PR #1482, opened 2018-08-24
Compile tab ui

ninabreznik:
UI fixes in the Compile tab

screenshot_2018-08-24_02-28-24
screenshot_2018-08-24_02-28-08

### DIFF
--- a/src/app/tabs/compile-tab.js
+++ b/src/app/tabs/compile-tab.js
@@ -236,7 +236,7 @@ module.exports = class CompileTab {
         <div class="${css.contractContainer}">
           ${self._view.contractNames}
           <div title="Publish on Swarm" class="${css.publish}" onclick=${publish}>
-            <i class="${css.copyIcon} fa fa-upload" aria-hidden="true"></i>
+            <i class="${css.copyIcon} fa fa-upload" aria-hidden="true"></i><span>Swarm</span>
           </div>
         </div>
         <div class="${css.contractHelperButtons}">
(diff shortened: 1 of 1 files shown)


yann300:
Overall looks better!
some comments though:
 - There's a little glitch when the compiler loading icon switch from `idle` to `compiling`.
 - Isn't the Details button too large?
 - Was not really sure about changing the icon of `publish to Swarm` into this. At first sight that looks not really consistent with all the other actions... well would be great to have another point of view @ryestew

ryestew:
I think the buttons should all be gray - if not they look like one button is in a down state ( well that is if 1 color is darker). So given that - here is what it looks like if the buttons are the same width. 
image

ryestew:
But when the rt panel is a bit narrow the buttons need some help.
image

ryestew:
Though this looks pretty good:
image

ryestew:
Or take out the buttons for the copy icons because the icon already catchy like a button
image

ryestew:
All of these choices minimizes the importance of "Publish to Swarm".  Publish to swarm is really cool even if not that many people currently use it.  When its an icon on the right it may be too understated.  Just a sec...

ryestew:
If we make the pulldown a bit more narrow: 
 image

ryestew:
Here's the whole panel:
image

yann300:
Should the Swarm action have rounded border like for abi and bytecode?

ryestew:
@yann300 - here's what it looks like for me - there is not button for swarm - just the icon.  But maybe I don't follow you:
image

PR #1523, opened 2018-09-17
Various fixes

yann300:
- don't clear input after sending
- add api in terminal "getFile"
- improve UX run tab
- add info icon

### DIFF
--- a/.circleci/config.yml
+++ b/.circleci/config.yml
@@ -26,10 +26,10 @@ jobs:
       - checkout
       - restore_cache:
           keys:
-            - dep-bundle-21-{{ checksum "package.json" }}
+            - dep-bundle-22-{{ checksum "package.json" }}
       - run: npm install
       - save_cache:
-          key: dep-bundle-21-{{ checksum "package.json" }}
+          key: dep-bundle-22-{{ checksum "package.json" }}
           paths:
             - ~/repo/node_modules
       - run: npm run lint && npm run test && npm run make-mock-compiler && npm run build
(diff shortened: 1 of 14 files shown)


ryestew:
- On the runtab- how is i next to Environment different from ? next to the contract pulldown?  I think it should the ? without the circle is a bit clearer - fa-question and maybe at 13 or 14px.  If they are basically doing the same thing - adding a bit of info & context - then they should both be an "i".

- Were we getting some complaints about confusion between atAddress and deploy?  It does make it kind of conversational and more legible to have the "or".  I tried putting a line separating them instead of the "or" but it looked more distracting.  So lets try the "or".  Maybe add 13px of margin-top above the Deploy:

image

For not clearing the inputs - do users generally not want the inputs cleared after submitting?  I assumed clearing would be better - or is clearing better for methods in the contract and not clearing is better for the constructor?

yann300:
> On the runtab- how is i next to Environment different from ? next to the contract pulldown? I think it should the ? without the circle is a bit clearer - fa-question and maybe at 13 or 14px. If they are basically doing the same thing - adding a bit of info & context - then they should both be an "i".

right ;)

yann300:
> Were we getting some complaints about confusion between atAddress and deploy?

not really but we were discussing that point during a call a few weeks/month ago

yann300:
> For not clearing the inputs - do users generally not want the inputs cleared after submitting? I assumed clearing would be better - or is clearing better for methods in the contract and not clearing is better for the constructor?

I think there's a bug filed from an user for that (can't find the issue though), and after having tried a bit last week function / constructor execution, i think that more convenient to not clear the input. The main reason is that you often need to test the same function and you need to be able to easily copy/paste the inputs.

I think the better would be to be able to have some sort of autocompletion e.g a way to easily retrieve the inputs, so not clearing is like a "work around" for now.

ryestew:
Everything looks fine - except the i seems a bit big - probably it should not have the font-size specified - as I had suggested when it was a ?.    Its a very tiny detail though. We can proceed with or without this change.

ryestew:
1 more comment - the spacing between the Deploy button and the or and then between the or and the AtAddress button is not the same.  The Ataddress needs to have a margin-top of 6px - I think.

PR #1526, opened 2018-09-18
Alert if panic error

yann300:


src/app/tabs/compile-tab.js
```diff
@@ -138,6 +138,13 @@ module.exports = class CompileTab {
       if (data['error']) {
         error = true
         self._deps.renderer.error(data['error'].formattedMessage, self._view.errorContainer, {type: data['error'].severity || 'error'})
+        if (data['error'].mode === 'panic') {
+          return modalDialogCustom.alert(yo`<div><i class="fa fa-exclamation-circle ${css.panicError}" aria-hidden="true"></i><br>
+                                            The compiler returned with the following internal error: <br> <b>${data['error'].formattedMessage}.<br> 
+                                            The compiler might be in a non-sane state, please be careful and do not use further compilation data to deploy to mainnet. 
+                                            It is heavily recommended to use another browser (not affected by this issue) until the issue is finally fixed.</b><br>
```
axic: Well it is not something which can be fixed (that specific instance was workarounded). It is rather a limitation in the browser for Javascript stack depth, could happen in the future with different browsers having different limits.

PR #1534, opened 2018-09-21
Fix sendCompilationResults API call

oogetyboogety:
Some small corrections to fix up the sendCompilationResults API call


yann300:
that feature was pushed in another PR

PR #1536, opened 2018-09-26
Support several compiler

yann300:
Support having a plugin sending compilation artefact to the run tab

### DIFF
--- a/src/app/debugger/debugger.js
+++ b/src/app/debugger/debugger.js
@@ -17,16 +17,14 @@ function Debugger (container, sourceHighlighter, localRegistry) {
   this._deps = {
     offsetToLineColumnConverter: this._components.registry.get('offsettolinecolumnconverter').api,
     editor: this._components.registry.get('editor').api,
-    compiler: this._components.registry.get('compiler').api
+    compiler: this._components.registry.get('compiler').api,
+    compilersArtefacts: this._components.registry.get('compilersartefacts').api
   }
   this.debugger = new Ethdebugger(
     {
       executionContext: executionContext,
       compilationResult: () => {
-        var compilationResult = this._deps.compiler.lastCompilationResult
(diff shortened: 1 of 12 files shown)


src/app/debugger/debugger.js
```diff
@@ -17,16 +17,14 @@ function Debugger (container, sourceHighlighter, localRegistry) {
   this._deps = {
     offsetToLineColumnConverter: this._components.registry.get('offsettolinecolumnconverter').api,
     editor: this._components.registry.get('editor').api,
-    compiler: this._components.registry.get('compiler').api
+    compiler: this._components.registry.get('compiler').api,
+    compilersArtefacts: this._components.registry.get('compilersartefacts').api
```
iurimatias: depending on the order or merges, we need to either add this change to the debugger in other PR or to this one

src/app/debugger/debugger.js
```diff
@@ -17,16 +17,14 @@ function Debugger (container, sourceHighlighter, localRegistry) {
...
   }
   this.debugger = new Ethdebugger(
     {
       executionContext: executionContext,
       compilationResult: () => {
-        var compilationResult = this._deps.compiler.lastCompilationResult
-        if (compilationResult) {
-          return compilationResult.data
-        }
+        if (this._deps.compilersArtefacts['__last']) return this._deps.compilersArtefacts['__last'].getData()
```
iurimatias: *artifacts

src/app/debugger/debugger.js
yann300: I think that s managed below: https://github.com/ethereum/remix-ide/pull/1536/files#diff-23075dc7d1a122a47f6be2a98ee4770cR27

in `compilationResult` instead of returning the solidity compiler result, we return the last one, could be solidity or other one

PR #1542, opened 2018-10-04
Added check/uncheck all cheeckbox to StaticAnalysisTab

LianaHus:


yann300:
could you give a rebase on that one? should fix the test

PR #1546, opened 2018-10-08
move events to their own file as a intermediary step for further refa…

iurimatias:
…ctoring


yann300:
can we post pone this one for a little while?

PR #1547, opened 2018-10-09
made vertical margin invisible

LianaHus:
removed vertical line from editor


src/app/editor/editor.js
```diff
@@ -297,7 +297,7 @@ function Editor (opts = {}, localRegistry) {
 
   // Unmap ctrl-t & ctrl-f
   editor.commands.bindKeys({ 'ctrl-t': null })
-
+  editor.setShowPrintMargin(false)
```
yann300: great ;)

PR #321, opened 2021-12-28
 Upgrade flake8 from version 3.7.9 to 3.9.2

Hassan754:


requirements/tests.ini
```diff
@@ -1,7 +1,7 @@
 -r base.txt
 
 coverage
-pycodestyle==2.5.0
+pycodestyle==2.8.0
```
fievelk, line 4: I have the feeling that this package is also not used. flake8 should already install it as its sub-dependency automatically if I'm not mistaken.

Hassan754: I've checked and this is true, I removed the explicit installation of pycodestyle

fievelk (approved):

faizan2590 (approved):

PR #322, opened 2021-12-28
Avoid None values when retrieving savings costs

fievelk:
The fix implemented in #320 brought to light another issue with the computation of the `saving_absolute` value. This PR is an attempt to fix it.


faizan2590 (approved):
LGTM

Hassan754 (approved):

AIM OF THE EXERCISE: Pull out every line in the material above where "after" occurs.

REPLY TO THE TASK:
- don't clear input after sending
For not clearing the inputs - do users generally not want the inputs cleared after submitting?  I assumed clearing would be better - or is clearing better for methods in the contract and not clearing is better for the constructor?
> For not clearing the inputs - do users generally not want the inputs cleared after submitting? I assumed clearing would be better - or is clearing better for methods in the contract and not clearing is better for the constructor?
I think there's a bug filed from an user for that (can't find the issue though), and after having tried a bit last week function / constructor execution, i think that more convenient to not clear the input. The main reason is that you often need to test the same function and you need to be able to easily copy/paste the inputs.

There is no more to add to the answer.